** Material to process follows **
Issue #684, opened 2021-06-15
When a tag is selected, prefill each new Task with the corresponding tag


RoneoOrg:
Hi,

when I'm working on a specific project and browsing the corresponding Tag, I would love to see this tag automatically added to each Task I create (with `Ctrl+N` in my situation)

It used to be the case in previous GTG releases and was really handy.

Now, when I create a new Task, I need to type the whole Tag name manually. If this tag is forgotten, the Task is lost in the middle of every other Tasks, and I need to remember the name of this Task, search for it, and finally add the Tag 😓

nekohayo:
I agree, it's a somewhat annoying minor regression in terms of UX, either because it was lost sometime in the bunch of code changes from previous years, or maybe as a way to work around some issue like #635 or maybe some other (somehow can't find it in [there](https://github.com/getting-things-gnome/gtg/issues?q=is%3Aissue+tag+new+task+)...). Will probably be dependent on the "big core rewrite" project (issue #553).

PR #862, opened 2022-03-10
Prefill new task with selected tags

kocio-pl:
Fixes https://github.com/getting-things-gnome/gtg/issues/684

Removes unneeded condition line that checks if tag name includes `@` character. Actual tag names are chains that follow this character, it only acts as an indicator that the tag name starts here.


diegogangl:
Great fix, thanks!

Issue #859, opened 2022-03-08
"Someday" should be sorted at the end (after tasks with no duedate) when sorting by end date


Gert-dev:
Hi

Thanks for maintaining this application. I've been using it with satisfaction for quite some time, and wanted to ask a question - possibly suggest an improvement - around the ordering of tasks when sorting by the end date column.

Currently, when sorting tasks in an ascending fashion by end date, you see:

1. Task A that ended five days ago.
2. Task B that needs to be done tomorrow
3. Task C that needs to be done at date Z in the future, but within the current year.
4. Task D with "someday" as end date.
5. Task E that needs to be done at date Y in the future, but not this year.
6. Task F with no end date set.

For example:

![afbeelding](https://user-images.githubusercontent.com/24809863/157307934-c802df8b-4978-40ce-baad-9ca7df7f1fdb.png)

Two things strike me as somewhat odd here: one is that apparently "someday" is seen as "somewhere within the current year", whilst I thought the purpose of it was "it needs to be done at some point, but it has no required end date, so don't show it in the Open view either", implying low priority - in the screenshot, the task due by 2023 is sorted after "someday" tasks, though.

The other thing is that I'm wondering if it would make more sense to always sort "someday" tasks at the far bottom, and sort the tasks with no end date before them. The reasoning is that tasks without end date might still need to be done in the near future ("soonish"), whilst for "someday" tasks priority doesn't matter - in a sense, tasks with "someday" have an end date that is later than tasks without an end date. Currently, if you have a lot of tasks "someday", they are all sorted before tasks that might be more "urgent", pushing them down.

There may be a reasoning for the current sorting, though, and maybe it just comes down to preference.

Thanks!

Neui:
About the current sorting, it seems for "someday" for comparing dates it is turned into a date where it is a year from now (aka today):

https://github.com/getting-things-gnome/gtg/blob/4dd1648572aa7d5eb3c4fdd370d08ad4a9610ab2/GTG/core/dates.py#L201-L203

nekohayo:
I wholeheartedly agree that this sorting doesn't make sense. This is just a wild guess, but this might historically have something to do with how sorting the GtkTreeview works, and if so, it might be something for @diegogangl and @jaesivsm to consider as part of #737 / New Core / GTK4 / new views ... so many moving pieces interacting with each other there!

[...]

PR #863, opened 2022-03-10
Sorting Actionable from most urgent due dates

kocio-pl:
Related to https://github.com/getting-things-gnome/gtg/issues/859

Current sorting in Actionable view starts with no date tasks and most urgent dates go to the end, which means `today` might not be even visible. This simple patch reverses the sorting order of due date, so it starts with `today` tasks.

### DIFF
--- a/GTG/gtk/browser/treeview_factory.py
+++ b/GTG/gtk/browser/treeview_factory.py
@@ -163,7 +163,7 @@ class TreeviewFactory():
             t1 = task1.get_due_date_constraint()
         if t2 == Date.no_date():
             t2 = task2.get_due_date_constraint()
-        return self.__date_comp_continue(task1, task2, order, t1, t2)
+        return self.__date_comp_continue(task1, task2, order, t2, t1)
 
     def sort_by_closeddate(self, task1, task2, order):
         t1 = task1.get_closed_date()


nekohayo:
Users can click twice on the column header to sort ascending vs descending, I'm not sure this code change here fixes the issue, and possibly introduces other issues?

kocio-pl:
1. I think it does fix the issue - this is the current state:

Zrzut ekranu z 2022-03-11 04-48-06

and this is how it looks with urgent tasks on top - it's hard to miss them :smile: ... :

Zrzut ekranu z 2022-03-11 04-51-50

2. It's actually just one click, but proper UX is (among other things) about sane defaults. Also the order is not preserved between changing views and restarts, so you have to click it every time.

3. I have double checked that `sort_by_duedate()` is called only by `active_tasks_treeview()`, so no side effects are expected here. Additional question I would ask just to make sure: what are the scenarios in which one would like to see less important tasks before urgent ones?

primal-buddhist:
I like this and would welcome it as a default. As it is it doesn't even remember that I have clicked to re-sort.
** End of Material to process **
• Assignment
Look above for lines with the word "maybe" and copy them all.

• Worked solution
I agree, it's a somewhat annoying minor regression in terms of UX, either because it was lost sometime in the bunch of code changes from previous years, or maybe as a way to work around some issue like #635 or maybe some other (somehow can't find it in [there](https://github.com/getting-things-gnome/gtg/issues?q=is%3Aissue+tag+new+task+)...). Will probably be dependent on the "big core rewrite" project (issue #553).
There may be a reasoning for the current sorting, though, and maybe it just comes down to preference.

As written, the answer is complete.